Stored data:
※ ※ ※

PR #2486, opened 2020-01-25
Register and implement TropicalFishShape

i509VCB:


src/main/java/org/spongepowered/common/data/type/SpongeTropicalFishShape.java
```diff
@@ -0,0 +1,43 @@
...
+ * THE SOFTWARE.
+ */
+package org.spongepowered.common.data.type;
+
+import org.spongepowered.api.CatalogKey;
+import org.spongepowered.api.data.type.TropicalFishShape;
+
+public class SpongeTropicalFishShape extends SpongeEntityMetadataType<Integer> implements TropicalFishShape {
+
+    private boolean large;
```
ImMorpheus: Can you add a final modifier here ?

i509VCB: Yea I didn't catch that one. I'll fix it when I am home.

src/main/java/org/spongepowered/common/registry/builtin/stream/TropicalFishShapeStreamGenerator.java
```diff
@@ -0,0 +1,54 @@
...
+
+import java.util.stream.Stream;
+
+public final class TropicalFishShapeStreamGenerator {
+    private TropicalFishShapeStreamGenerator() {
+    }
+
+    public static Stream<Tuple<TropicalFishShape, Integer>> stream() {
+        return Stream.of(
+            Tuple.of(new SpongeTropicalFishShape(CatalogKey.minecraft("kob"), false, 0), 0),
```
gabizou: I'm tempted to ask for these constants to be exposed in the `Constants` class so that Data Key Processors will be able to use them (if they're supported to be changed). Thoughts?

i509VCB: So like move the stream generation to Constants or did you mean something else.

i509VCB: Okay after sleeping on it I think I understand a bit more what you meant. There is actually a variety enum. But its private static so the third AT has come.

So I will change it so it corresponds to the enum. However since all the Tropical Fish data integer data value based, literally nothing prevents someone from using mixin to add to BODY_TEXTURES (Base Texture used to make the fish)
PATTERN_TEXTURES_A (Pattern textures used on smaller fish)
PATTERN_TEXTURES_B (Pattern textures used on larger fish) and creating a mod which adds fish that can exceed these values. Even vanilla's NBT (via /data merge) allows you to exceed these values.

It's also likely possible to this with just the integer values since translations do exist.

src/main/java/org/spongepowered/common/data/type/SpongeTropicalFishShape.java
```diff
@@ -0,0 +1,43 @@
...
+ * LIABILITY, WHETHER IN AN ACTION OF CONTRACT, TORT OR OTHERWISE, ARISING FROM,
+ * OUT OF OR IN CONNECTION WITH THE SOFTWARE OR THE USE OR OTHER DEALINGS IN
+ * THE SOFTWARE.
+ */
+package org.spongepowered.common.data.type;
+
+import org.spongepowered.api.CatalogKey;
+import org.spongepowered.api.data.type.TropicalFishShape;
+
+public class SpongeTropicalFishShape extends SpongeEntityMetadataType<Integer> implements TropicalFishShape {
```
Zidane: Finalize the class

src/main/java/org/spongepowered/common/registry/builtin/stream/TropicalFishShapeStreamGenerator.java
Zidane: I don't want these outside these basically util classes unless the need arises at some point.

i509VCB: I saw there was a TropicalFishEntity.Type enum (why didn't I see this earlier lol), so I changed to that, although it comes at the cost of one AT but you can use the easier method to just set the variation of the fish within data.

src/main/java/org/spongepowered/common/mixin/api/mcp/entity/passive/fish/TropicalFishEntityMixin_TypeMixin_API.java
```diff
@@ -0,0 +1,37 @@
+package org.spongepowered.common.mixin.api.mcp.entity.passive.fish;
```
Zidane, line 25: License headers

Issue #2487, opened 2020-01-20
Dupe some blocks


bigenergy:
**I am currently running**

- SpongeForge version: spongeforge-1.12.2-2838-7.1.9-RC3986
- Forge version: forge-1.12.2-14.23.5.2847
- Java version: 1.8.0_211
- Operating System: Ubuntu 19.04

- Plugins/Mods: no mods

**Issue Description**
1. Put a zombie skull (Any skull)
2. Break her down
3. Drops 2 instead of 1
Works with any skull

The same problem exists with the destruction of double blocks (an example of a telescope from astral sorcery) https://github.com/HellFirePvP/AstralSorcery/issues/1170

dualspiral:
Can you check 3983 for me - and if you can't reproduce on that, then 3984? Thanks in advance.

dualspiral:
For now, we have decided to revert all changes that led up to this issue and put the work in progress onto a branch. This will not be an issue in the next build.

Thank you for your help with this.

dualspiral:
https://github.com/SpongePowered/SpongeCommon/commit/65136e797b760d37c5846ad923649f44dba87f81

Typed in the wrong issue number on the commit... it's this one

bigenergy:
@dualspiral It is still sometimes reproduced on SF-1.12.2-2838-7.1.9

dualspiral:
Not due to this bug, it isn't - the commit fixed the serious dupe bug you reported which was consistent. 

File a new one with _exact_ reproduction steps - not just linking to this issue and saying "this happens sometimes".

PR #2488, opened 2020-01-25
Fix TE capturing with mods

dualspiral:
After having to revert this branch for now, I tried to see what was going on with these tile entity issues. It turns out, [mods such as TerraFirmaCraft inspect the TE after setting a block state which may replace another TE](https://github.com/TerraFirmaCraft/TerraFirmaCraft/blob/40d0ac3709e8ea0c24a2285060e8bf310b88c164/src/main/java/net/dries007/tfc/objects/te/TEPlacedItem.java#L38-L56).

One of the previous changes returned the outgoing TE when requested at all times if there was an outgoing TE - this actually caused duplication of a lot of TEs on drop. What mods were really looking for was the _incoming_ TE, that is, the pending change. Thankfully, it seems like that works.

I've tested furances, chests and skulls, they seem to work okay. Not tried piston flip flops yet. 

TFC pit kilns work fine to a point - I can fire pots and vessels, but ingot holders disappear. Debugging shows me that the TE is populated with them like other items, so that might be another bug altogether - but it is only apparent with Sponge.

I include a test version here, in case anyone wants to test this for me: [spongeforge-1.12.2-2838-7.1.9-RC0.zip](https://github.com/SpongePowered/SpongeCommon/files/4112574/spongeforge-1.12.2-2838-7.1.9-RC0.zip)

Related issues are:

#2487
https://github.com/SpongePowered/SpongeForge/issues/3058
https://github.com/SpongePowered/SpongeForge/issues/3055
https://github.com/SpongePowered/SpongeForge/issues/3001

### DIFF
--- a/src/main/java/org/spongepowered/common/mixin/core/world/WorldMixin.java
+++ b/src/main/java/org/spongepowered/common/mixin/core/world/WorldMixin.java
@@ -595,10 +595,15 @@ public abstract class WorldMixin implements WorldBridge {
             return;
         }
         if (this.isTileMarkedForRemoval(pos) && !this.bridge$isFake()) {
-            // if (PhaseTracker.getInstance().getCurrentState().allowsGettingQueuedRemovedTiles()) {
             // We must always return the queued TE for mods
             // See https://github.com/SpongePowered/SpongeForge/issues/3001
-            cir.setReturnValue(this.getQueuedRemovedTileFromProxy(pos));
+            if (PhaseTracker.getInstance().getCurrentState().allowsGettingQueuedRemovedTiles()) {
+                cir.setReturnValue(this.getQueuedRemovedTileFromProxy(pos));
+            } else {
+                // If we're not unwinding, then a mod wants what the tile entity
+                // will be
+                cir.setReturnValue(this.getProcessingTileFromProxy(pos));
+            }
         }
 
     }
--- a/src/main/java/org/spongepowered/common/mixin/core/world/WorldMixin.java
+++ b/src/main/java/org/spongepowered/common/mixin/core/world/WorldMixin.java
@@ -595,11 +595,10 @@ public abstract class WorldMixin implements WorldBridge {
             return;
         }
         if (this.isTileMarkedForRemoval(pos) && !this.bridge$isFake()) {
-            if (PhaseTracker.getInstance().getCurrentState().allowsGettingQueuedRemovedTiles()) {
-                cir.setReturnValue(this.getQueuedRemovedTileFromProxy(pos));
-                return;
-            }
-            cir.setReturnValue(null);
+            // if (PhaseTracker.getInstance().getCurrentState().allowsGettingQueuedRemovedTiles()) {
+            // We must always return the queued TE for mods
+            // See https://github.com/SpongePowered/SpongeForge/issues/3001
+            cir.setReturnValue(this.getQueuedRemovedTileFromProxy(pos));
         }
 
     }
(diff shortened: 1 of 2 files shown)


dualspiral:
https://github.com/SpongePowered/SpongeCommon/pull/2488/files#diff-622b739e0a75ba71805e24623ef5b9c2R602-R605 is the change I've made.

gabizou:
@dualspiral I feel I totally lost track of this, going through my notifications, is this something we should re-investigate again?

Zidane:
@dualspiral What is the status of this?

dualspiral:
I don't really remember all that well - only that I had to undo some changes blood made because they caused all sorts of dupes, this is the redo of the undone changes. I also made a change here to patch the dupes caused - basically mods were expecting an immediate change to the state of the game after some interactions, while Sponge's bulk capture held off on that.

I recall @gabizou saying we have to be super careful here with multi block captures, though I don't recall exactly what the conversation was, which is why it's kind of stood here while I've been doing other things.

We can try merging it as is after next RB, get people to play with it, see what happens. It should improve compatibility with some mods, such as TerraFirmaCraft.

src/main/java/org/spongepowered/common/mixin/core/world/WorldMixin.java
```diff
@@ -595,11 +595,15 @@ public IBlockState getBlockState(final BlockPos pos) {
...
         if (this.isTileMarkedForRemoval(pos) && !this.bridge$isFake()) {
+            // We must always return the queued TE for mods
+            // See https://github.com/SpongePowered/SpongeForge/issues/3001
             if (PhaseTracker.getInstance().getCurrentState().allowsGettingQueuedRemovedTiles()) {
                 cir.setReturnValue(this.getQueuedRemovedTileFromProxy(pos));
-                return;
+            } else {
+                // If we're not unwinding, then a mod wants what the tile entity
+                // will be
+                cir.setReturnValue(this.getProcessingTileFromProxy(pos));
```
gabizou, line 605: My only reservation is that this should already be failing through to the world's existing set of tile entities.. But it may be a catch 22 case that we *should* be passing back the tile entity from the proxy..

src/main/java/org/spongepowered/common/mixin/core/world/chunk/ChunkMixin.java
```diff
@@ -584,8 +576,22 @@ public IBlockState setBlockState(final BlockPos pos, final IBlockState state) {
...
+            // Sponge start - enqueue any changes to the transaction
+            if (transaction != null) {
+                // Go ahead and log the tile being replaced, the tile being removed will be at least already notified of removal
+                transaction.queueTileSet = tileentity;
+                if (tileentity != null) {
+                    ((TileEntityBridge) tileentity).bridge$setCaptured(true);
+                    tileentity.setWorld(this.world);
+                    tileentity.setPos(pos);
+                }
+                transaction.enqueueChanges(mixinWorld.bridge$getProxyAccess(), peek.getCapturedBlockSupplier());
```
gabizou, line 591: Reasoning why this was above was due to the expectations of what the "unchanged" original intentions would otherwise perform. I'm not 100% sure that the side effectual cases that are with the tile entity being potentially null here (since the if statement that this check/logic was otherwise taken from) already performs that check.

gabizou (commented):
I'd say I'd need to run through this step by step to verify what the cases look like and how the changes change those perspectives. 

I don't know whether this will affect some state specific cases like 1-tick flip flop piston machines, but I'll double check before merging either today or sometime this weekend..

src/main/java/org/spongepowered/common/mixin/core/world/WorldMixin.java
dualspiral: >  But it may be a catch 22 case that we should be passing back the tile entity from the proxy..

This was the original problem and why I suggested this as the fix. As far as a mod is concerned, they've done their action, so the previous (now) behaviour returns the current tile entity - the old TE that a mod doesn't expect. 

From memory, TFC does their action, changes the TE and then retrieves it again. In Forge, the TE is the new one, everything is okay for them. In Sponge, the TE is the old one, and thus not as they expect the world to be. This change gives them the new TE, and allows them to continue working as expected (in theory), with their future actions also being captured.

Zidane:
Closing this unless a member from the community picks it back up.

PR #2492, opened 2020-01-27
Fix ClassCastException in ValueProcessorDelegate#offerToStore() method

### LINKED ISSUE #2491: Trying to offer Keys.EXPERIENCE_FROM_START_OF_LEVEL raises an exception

※ ※ ※

Among the records above, a stretch begins at the line containing "I've tested furances, chests" and ends at the line containing "TFC pit kilns". Restate that stretch word for word, and nothing else.

◆ Expected answer
I've tested furances, chests and skulls, they seem to work okay. Not tried piston flip flops yet. 

TFC pit kilns work fine to a point - I can fire pots and vessels, but ingot holders disappear. Debugging shows me that the TE is populated with them like other items, so that might be another bug altogether - but it is only apparent with Sponge.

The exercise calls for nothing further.